Giant Pile of Rubble Terrorises Wellington City
What the hell's going on down Maginnity Street?!

Wrecked cars! A massive pile of rubble! Rescue crews moving in! OMG, the big one has finally hit!
And yet Petherick Tower is looking surprisingly undamaged...
All is revealed after the jump.
Why, it's a movie set.
It's for a TV3 docudrama called Aftershock, which examines what it might be like when the big one hits the capital. It's currently in production by the Gibson Group, and is due to screen in October.
Meanwhile, here are some more photos from the Maginnity Street shoot.
The news reporter is an actor doing a piece-to-camera. The boom operator is obviously real film crew, but the cameraman might also be a "cameraman":
If it hadn't been fenced off from the public, I would have run up the pile o' rubble and been all, "YOU MANIACS!":
And just in case you were worried that this was a little bit too real, this photo shows the neat edge of the rubble pile, as well as metal sheets protecting the road surface:
Come Monday morning, it'll all be cleaned up and we can blissfully pretend we don't live on a honking great faultline.
What have they done to Petherick Tower? What have they done to our fair sister?

Have they REALLY painted over the lovely baby blue paint job? (img. circa Dec 2005). The scoundrels!!!
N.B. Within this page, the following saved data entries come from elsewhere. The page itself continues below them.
Issue #1532, opened 2020-03-18
Query params to filter/promote multiple series instances


ladeirarodolfo:
> :hand: Many people requests features. Tell us why yours is important to the
> community. How does it add value? Why _this feature_?
>
> Is your request very specific to your needs? Consider
> [contributing it](https://docs.ohif.org/contributing.html) yourself! Or reach
> out to a community member that offers
> [consulting services](https://docs.ohif.org/help.html#paid--commercial).

## Request

**What feature or change would you like to see made?**
Today, at viewer page, there is the possibility to filter or promote series based on seriesInstanceUID query param. But this works only for only one series UIDs. 
Would be useful if user could filter/promote one or any.
...

**Why should we prioritize this feature?**

...

### Acceptance criteria
- User must be capable to filter/promote series based on query param **seriesInstanceUID**
- If many seriesInstanceUID it must be separated by comma. I.e
`viewer/1.3.6.1.4.1.25403.345050719074.3824.20170126085406.1/?seriesInstanceUID=1.3.6.1.4.1.25403.345050719074.3824.20170126085406.2,2.25.374532628115939034791691984300357809891`
- If one or many seriesInstanceUID were not filtered/promoted a user message must pop up

### Technical details
- App can filter or promote series for a given series into query param
- To control  between filtering or promoting there is a flag **filterQueryParam** on app config file. False means promote is ON and true means filter is ON.
- It will filter/promote based on url query param named as **seriesInstanceUID** and only if there is a given series into that study, otherwise a message will be prompt to user.

### PR
There is already a PR going on which might help for this possible new feature
https://github.com/OHIF/Viewers/pull/1533

fedorov:
I was testing this feature with this URL:

https://idc-sandbox-000.firebaseapp.com/projects/canceridc-data/locations/us/datasets/idc/dicomStores/idc/study/1.3.6.1.4.1.14519.5.2.1.6279.6001.131383203689189807643685075952/?seriesInstanceUID=1.3.6.1.4.1.14519.5.2.1.6279.6001.214252223927572015414741039150

I still see all of the series in the study loaded (I tried both upper and lower case for the parameter).

Did I misunderstand the syntax, or is it not yet implemented?

swederik:
[...]

PR #2026, opened 2020-09-03
IDC-1532 multiple series search google

JamesAPetts:
RE: #1532 

Google Healthcare (and potentialy other platforms), only supports a single query parameter, so you can't filter on multiple `SeriesInstanceUIDs`.

This PR splits up the calls if using the google cloud adapter (I.e. if `enableGoogleCloudAdapter` is `true` in your app config).


platform/core/src/studies/retrieveStudiesMetadata.js
```diff
@@ -11,20 +11,28 @@ import { retrieveStudyMetadata } from './retrieveStudyMetadata';
  * @param {Array} studyInstanceUIDs The UIDs of the Studies to be retrieved
  * @param {Object} [filters] - Object containing filters to be applied on retrieve metadata process
  * @param {string} [filter.seriesInstanceUID] - series instance uid to filter results against
+ * @param {boolean} [seperateSeriesInstanceUIDFilters = false] - If true, split filtered metadata calls into multiple calls,
```
swederik, line 14: Typo in separate

platform/core/src/studies/retrieveStudyMetadata.js
```diff
@@ -33,18 +40,75 @@ export function retrieveStudyMetadata(server, StudyInstanceUID, filters) {
...
+    filters.seriesInstanceUID &&
+    seperateSeriesInstanceUIDFilters
+  ) {
+    promise = _seperateSeriesRequestToAggregatePromise(
+      server,
+      StudyInstanceUID,
+      filters
+    );
+  } else {
+    promise = new Promise((resolve, reject) => {
```
swederik, line 56: what is the point of this new promise? isn't it the same as promise = RetrieveMetadata(server, StudyInstanceUID, filters)?

platform/core/src/studies/retrieveStudyMetadata.js
```diff
@@ -33,18 +40,75 @@ export function retrieveStudyMetadata(server, StudyInstanceUID, filters) {
...
+  }
 
   // Store the promise in cache
   StudyMetaDataPromises.set(StudyInstanceUID, promise);
 
   return promise;
 }
 
+/**
+ * Splits up seriesInstanceUID filters to multiple calls for platforms
```
swederik, line 70: can we capitalize SeriesInstanceUID?

platform/viewer/public/config/idc.js
```diff
@@ -7,9 +7,12 @@ window.config = function(props) {
     enableGoogleCloudAdapter: true,
     enableGoogleCloudAdapterUI: false,
     showStudyList: true,
+    enableStudyLazyLoad: false,
```
swederik, line 10: Why change this file? and why false?

platform/viewer/src/connectedComponents/ViewerRetrieveStudyData.js
```diff
@@ -340,6 +341,10 @@ function ViewerRetrieveStudyData({
         }
       }
 
+      if (appConfig.enableGoogleCloudAdapter) {
+        retrieveParams.push(true); // Seperate SeriesInstanceUID filter calls.
```
swederik, line 345: This is really weird. Let's hope we never reorganize the arguments to the function.

swederik (approved):
Seems fine if you fix the spelling of separate

platform/core/src/studies/retrieveStudyMetadata.js
JamesAPetts: I'm on the fence about this, `seriesInstanceUID` is the actual parameter passed to dicomweb client, that is the parameter this splits up. So I think it makes sense to have the jsdoc reflect this.

platform/viewer/public/config/idc.js
JamesAPetts: reverted.

platform/viewer/src/connectedComponents/ViewerRetrieveStudyData.js
JamesAPetts: I agree, I'd rather have a deconstructed object inside `retrieveStudiesMetadata`, but it'd change what is actually top level API in `@ohif/core`.

platform/core/src/studies/retrieveStudyMetadata.js
JamesAPetts: This is just what was in the previous code. Hmm you are right, weird. Removed and tested, all works fine.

again great shots ... it's the stuff like this you just don't see livin in the burbs .. we have to put up with all the real world melodramas :)
Not to disparage their earthquake simulation skills but why are the cars at the top of the rubble?
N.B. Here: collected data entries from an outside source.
Issue #2006, opened 2020-08-24
[IDC] Support reporting of problematic studies - Part 2 - Post report to IDC Discourse.


JamesAPetts:
Follow up to #1939

Post report of problematic studies to IDC Discourse.

- Be able to automatically post a user defined issues/message to the IDC Discourse.
- Autogenerate screenshots of the application.

fedorov:
So what would be the workflow for posting to discourse? At what point the user would need to log in? Did you think the process to be fully automatic, or OHIF would pre-populate the post for the user and let them click "submit"?

A simpler approach would be to pre-generate an email text, or send email to support@canceridc.dev. Emails sent to that address will show up on discourse, but in a private category, so we can triage it. Another benefit is that even users who are not registered with discourse can post to that address.

JamesAPetts:
For the MVP we will just have a mailto button:
- This should copy in the debug table to the body if possible.

fedorov:
Looks like the following two might fulfill many of the Discourse integration needs!
* https://meta.discourse.org/t/compose-a-new-pre-filled-personal-message-via-url/35984
* https://meta.discourse.org/t/compose-a-new-pre-filled-topic-via-url/28074

Maybe just adding a pre-populated Discourse link side by side with the mailto might be sufficient?

JamesAPetts:
Sure thing, we'll need to do this in the IDC fork though, as its rather use case specific. Once we have closed the other major open tickets we can update the fork and work on it in there.

JamesAPetts:
The last discourse bit has been pushed to post MVP on the fork.

igoroctaviano:
@fedorov regarding this issue...
- Using widgets like https://widgetbot.io/ we can create a very limited **_message-only_** panel like:
![image](https://user-images.githubusercontent.com/13886933/110715755-99ee7400-81e4-11eb-970e-a2f4314d2a86.png)
- To use advanced features like attachments, we'll need to Implement a server-side bot (using https://discord.js.org/#/) or a proxy since Discord doesn't allow connecting to the API as a bot from a browser. We may do it using Bearer tokens but it will require us to implement its oauth2 flow which I think may not worth the trouble since mailto would cover the requirements + user wouldnt need to authenticate.

pieper:
Does this support Discourse or only Discord?

igoroctaviano:
> Does this support Discourse or only Discord?

[...]

Issue #2023, opened 2020-09-01
About box reports incorrect version number


pieper:
### Describe the Bug

The about box has contradictory information.  As shown below, the version number is old but this should be a build of the current master branch.

![image](https://user-images.githubusercontent.com/126077/91900388-9e056c00-ec6c-11ea-8c08-b8afac6a1976.png)

### What steps can we follow to reproduce the bug?

Open viewer.ohif.org (or other build) and go to Options->About.

My guess is that the version is based on when the build directory was first initialized and doesn't get updated on new builds.

fedorov:
Discussed and agreed to query idcGitVersion.txt that is available on IDC deployment and show that in About. This will be done in fork, so @pieper will create an issue under fork to do this?

pieper:
After a quick look at the webpack configuration for OHIF I think I'm not the best person to do this, or at least it would take me longer.

I believe all we need to do is add this plugin: https://www.npmjs.com/package/git-revision-webpack-plugin

and then make sure it is available to use in the dialogs.  I think this would be valuable for any ohif deployment.

@JamesAPetts or @dannyrb could you help?

pieper:
Mailto tag is fixed.

About box is more tricky and I'm seeing what the OHIF team can suggest.

fedorov:
From earlier conversation with @dannyrb:

![image](https://user-images.githubusercontent.com/313942/101032167-d0628600-3547-11eb-9591-d93952bb5d76.png)

dannyrb:
Oof. Not a great comment for me to make before a long stint of vacation. Blocking off some time today to whip up a quick something.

Wouldn't stuff have fallen on top of the cars?
From the other angle, one could see a small boat on top of the rubble, so my guess is that this is a post-Tsunami scenario.
If it was an SUV I'd say it was just someone's really bad parking skill. But otherwise, isn't there a parking building in that street it could have fallen out of?
A few years ago they did something very similar in the same street - it turned out to be filming an advertisement for Rav 4s
It's a very photogenic street. It's short, easy to close, and unlike most of Wellington, it doesn't have telltales hills lurking in the mid-distance.
Way cool. I'm proud to say that I was an extra in a shoot for this production last week (though in an office situation - nothing as exciting as this). It has quite a big budget and the script is not too shabby either.